In Convex, since data is stored in a transaction log, the indexes store a reference to the entries in the log that correspond to the indexed field. This means whenever you update a document, the index will need to have its reference changed to the latest entry in the log.
Convex actually stores indexes in a multi-versioned way as well, where the index entries are also bucketed by the revision, just like the transaction log. I’m thinking this could be useful for rollbacks.
Transactions and serializability
This is the really cool part of Convex in my opinion. The real-time updates are cool, but with Convex, race conditions are non-existent, which was a huge problem I had to deal with when I made a real-time office hours queue in college.
I wrote more about how distributed locking works here to prevent race conditions, so I’m wondering how the approach differs.
It seems that the ideal approach is serializability, where requests get processed serially in a single process. Assuming this, we can’t end up with a situation where two users think they have control over the last resource, since request 1 must have completed before request 2 starts. This is how Redis works, but Redis operations are much more lightweight than TypeScript functions running in V8 isolates, so Convex can’t literally run each request serially. To address this, Convex uses optimistic concurrency control.

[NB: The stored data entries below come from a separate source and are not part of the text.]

Issue #170, opened 2015-12-14
Clean up underscores from meetup exercise tests and code


matthewmorgan:
Underscores serve no real purpose in the `example.js` for this exercise, and are not needed in the test descriptions.  Let's remove them.

rchavarria:
Closed by #185

PR #185, opened 2016-01-17
Remove underscores from meetup test and example code

matthewmorgan:
As described in #170


rchavarria:
It can be read much better now, thank you so much!!

PR #195, opened 2016-02-16
Acronym: disable all tests but not the first one

rchavarria:
Disable all tests except the first one to help users to implement the solution bit by bit.


matthewmorgan:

Instead of locking a document in the database, we keep track of 3 things in a transaction: a begin timestamp (we talked about timestamps above), read set, and write set. The begin timestamp is the state of the database at the start of the transaction. When a mutation happens, the change is not immediately added to the transaction log. Instead, it’s sent to a function runner which runs the user code in a V8 isolate. The runner will return the timestamp, read set, and write set. A read set is the set of data that a transaction reads, and a write set is the set of data that a transaction proposes to write to. From the example in the blog, an example of this looks like:
- Begin timestamp:
16
- Read set:
{ get("items", itemId), query("carts.user_item", eq("userToken", userToken), eq("itemId", itemId)) }
- Write set:
{ cartItem._id: { ...cartItem, count: cartItem.count + 1 }, itemId: { ...item, remaining: item.remaining - 1 } }
(small note just in case: The sets don’t store the string literals, they store the actual data from the function runner)

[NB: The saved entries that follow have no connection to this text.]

Issue #196, opened 2016-02-16
Make a distinction between JavaScript and ECMAScript tracks


rchavarria:
As discussed in [exercism.io#2750](https://github.com/exercism/exercism.io/issues/2750).

PR #197, opened 2016-02-23
Write a message trying to make it clear the intention of this track

rchavarria:
This PR adds the notice message discussed in #196.


matthewmorgan:
@rchavarria Thanks again for doing this!  Seems like the track is gaining momentum.

rchavarria:
Do you think those little messages are working? That would be awesome!

PR #201, opened 2016-03-03
Add tests for emptying list, then adding elements

jcshih:
Add tests cases to ensure the linked list's state is properly reset when popping/shifting its last element.

### DIFF
--- a/exercises/linked-list/example.js
+++ b/exercises/linked-list/example.js
@@ -13,16 +13,23 @@ export default class Deque {
     if (!this.head) {
       return undefined;
     }
-    const result = this.head.value;
-    this.head = this.head.prev;
-    return result;
+
+    const value = this.head.value;
+    if (this.head.next) {
+      this.head = this.head.next;
+      this.head.prev = null;
+    } else {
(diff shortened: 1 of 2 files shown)


matthewmorgan:
@jcshih -- thanks for catching this (especially since that was my `example.js` ;) !!)

I think it could be written so the logic is a little more clear.  In hindsight I think the ternaries were not the best choice. What do you think about this, for example:
```
  shift() {
    if (!this.tail) {
      return undefined;
    }
    const value = this.tail.value;
    if (this.tail.next){
      this.tail = this.tail.next;
      this.tail.next = null
    } else {
      this.tail = null;
      this.head = null;
    }
    return value;
  }
```

Also, we usually like to see one commit per PR if possible.  If you need help squashing the commits please let me know, I'd be happy to assist.

jcshih:
@matthewmorgan Thanks for the tips. I agree that conditionals are more readable than ternaries in this case.

I went ahead and refactored and squashed all the changes. I also switched next/prev because it made more sense to me.

matthewmorgan:
Thanks @jcshih !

Now that we have the data from the update, it’s up to the committer
to decide if there should be a new entry to the transaction log. Only the committer is allowed to add to the transaction log. To do this, the committer generates a new timestamp (i.e., 19
) and compares all entries from the begin_timestamp
(16) to 19, checking for overlap and conflicts. If no overlap is found, the committer can commit! If there is a conflict, then the committer throws an “Optimistic Concurrency Control” conflict error and can retry the mutation. This is safe to do because Convex transactions do not have side effects, which is why you can’t fetch
within a mutation.
Subscriptions
The last part is the subscription of queries, and it works in a similar way as above, but without the write set. The magic lies in the subscription manager. Whenever the client runs a query, the server records the exact documents and index ranges that query touched in a read set, just like before. That read set is tied to the client’s WebSocket session. Each time a new transaction lands in the log, the subscription manager checks if any write in that commit overlap one of the stored read sets. If it does, the server reruns the query against the latest snapshot and sends the new result back down the socket. No polling, no manual cache busting on the client.
This answered a lot of questions I had from the last post, very cool!